If we have at least n - 1 edges, then it's possible — but we still need to figure out how many disconnected parts (components) are present in the network.

We can use either Depth-First Search (DFS) or the Union-Find (Disjoint Set Union) algorithm to count how many separate connected components exist in the network.

Step 3: Calculate Operations Needed

If there are c connected components, then we need at least c - 1 operations to connect them all. This is because each operation can connect two components into one. So if we have 3 components, we need 2 operations to make them into 1.

Step 4: Work Through Example

Let's say n = 6 and the connections are:


[[0,1], [0,2], [0,3], [1,4]]
This is 4 connections, but we need at least 6 - 1 = 5 connections. Since we have only 4, it’s impossible to connect all 6 computers. We return -1.

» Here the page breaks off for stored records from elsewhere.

PR #22, opened 2015-04-01
Added (After)ElementSave plugin event

AnsisMalins:
I realized I need one more event for the Perforce plugin to work correctly. It's named ElementSave to match the ProjectSave event.

### DIFF
--- a/Gum/Gui/Plugins/MainWindowPlugin.cs
+++ b/Gum/Gui/Plugins/MainWindowPlugin.cs
@@ -35,7 +35,7 @@ namespace Gum.Gui.Plugins
         public override void StartUp()
         {
             ProjectLoad += new Action<DataTypes.GumProjectSave>(OnProjectLoad);
-            ProjectSave += new Action<DataTypes.GumProjectSave>(OnProjectLoad);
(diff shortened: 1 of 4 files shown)


vchelaru:
Could we change the name to "AfterElementSave" as the element has already been saved? I don't know if there is a BeforeElementSave but I could see plugins needing before and after logic on saving.

bjorn:
I think the point is, if "AfterElementSave" is better then "ProjectSave" should be renamed to "AfterProjectSave" as well. I think in either case, it is not a reason not to merge this.

AnsisMalins:
Implemented Bjorn's suggestion.

bjorn:
My suggestion was to either rename neither or both. Now you renamed one of them. :-)

AnsisMalins:
What? It's now BeforeProjctSave, AfterProjectSave, BeforeElementSave, and AfterElementSave.

bjorn:
@AnsisMalins Ah, I was looking at `ProjectLoad` and wondered why it wasn't `AfterProjectLoad` now.

bjorn:
Personally I prefer `ProjectSaved` rather than `AfterProjectSave`, btw.

AnsisMalins:
Naming convention flamewar go!

PR #26, opened 2015-04-09
Made some parts of DeleteObjectPlugin public

AnsisMalins:
I've made DeleteXmlComboBox and GetFileNameForObject public so other plugins can access this information. It is necessary for my Perforce plugin so it can remove the XML file from Perforce correctly.


vchelaru:
I think this is okay, but before I merge I just wanted to ask - what properties on the combo box do you need access to? Does it make sense to simply expose the properties off of the combo box that are needed rather than the entire combo box?

If a lot of the properties are needed, or if you envision other plugins needing access to the entire combo box let me know and I'll merge.

AnsisMalins:
You are right. I do not foresee anyone needing more than the Checked property, so I changed the code accordingly.

PR #75, opened 2022-03-28
Update to HTTPS URLs

patridge:
I've updated the links on the [Gum intro page on flatredball.com](https://flatredball.com/documentation/tools/gum/gum-tutorials/tutorials-gum-introduction-and-setup/) and wanted to do the same here as well to avoid browser warnings on users' browsers.

### DIFF
--- a/docs/README.md
+++ b/docs/README.md
@@ -2,9 +2,9 @@
 
 ## Downloading Gum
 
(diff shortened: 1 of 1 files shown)


vchelaru:
Thanks!!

Now, consider another example:


n = 6
connections = [[0,1], [0,2], [0,3], [1,4], [2,5]]
Here, we have 5 connections which is exactly n - 1. We run Union-Find or DFS and see all computers are connected — so only 1 component exists. No operations needed. We return 0.

Edge Cases

  • Not Enough Edges: If the number of connections is less than n - 1, we must return -1 right away — impossible case.
  • Already Connected: If the network is already a single connected component, no operations are required — return 0.
  • Multiple Disconnected Components: Count the components and return components - 1 as the number of needed operations.

Finally

This problem is a classic application of graph connectivity. The key insight is recognizing that to fully connect a network of n computers, you need at least n - 1 edges. Once that condition is met, counting connected components helps determine how many rearrangements are needed.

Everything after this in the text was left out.